■ Your task ■
In the entries below, find the line with "I would also" and the line with "smart plugin: nvd to nda". Return those two lines and all lines between them, exactly.

━━━━━ Material for this exercise ━━━━━

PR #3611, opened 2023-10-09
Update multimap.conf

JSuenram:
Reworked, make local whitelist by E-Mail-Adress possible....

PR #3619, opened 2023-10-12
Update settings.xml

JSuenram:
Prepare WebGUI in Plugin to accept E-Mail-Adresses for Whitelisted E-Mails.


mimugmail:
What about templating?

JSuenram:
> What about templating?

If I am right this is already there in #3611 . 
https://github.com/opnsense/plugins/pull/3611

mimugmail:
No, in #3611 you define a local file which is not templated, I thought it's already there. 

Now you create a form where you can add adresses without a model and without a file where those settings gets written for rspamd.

━━━━━
━━━━━ Material for this exercise ━━━━━

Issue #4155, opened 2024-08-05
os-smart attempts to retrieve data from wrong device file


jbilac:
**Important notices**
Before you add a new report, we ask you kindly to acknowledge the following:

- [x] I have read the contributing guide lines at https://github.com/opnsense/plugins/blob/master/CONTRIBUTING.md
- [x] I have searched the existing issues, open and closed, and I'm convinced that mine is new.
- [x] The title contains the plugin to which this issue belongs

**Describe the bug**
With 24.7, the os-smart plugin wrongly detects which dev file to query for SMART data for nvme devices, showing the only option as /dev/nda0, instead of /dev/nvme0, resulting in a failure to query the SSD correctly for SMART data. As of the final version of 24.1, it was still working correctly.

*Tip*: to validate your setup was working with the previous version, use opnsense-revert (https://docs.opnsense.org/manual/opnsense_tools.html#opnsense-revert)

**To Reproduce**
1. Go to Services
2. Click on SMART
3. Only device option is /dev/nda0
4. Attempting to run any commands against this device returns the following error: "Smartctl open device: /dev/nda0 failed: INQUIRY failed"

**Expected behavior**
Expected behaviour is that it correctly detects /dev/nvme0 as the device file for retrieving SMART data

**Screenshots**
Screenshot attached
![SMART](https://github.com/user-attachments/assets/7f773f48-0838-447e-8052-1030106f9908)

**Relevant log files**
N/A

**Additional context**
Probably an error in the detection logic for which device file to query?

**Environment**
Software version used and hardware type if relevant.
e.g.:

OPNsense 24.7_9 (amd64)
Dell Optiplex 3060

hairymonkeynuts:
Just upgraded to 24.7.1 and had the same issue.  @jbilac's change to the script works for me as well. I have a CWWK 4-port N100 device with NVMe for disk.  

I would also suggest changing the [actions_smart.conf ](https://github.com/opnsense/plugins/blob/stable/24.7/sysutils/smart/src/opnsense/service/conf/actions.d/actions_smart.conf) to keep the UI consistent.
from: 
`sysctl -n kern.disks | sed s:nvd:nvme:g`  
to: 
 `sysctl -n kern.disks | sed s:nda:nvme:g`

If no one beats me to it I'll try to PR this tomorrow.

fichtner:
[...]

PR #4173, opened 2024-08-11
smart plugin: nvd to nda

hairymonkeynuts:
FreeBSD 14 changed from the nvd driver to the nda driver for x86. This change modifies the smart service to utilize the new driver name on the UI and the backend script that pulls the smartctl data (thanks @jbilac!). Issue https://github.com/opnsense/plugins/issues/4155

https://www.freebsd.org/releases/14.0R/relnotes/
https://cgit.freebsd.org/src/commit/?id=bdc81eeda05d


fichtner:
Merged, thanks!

━━━━━

■ Written response ■
I would also suggest changing the [actions_smart.conf ](https://github.com/opnsense/plugins/blob/stable/24.7/sysutils/smart/src/opnsense/service/conf/actions.d/actions_smart.conf) to keep the UI consistent.
from: 
`sysctl -n kern.disks | sed s:nvd:nvme:g`  
to: 
 `sysctl -n kern.disks | sed s:nda:nvme:g`

If no one beats me to it I'll try to PR this tomorrow.

fichtner:
[...]

PR #4173, opened 2024-08-11
smart plugin: nvd to nda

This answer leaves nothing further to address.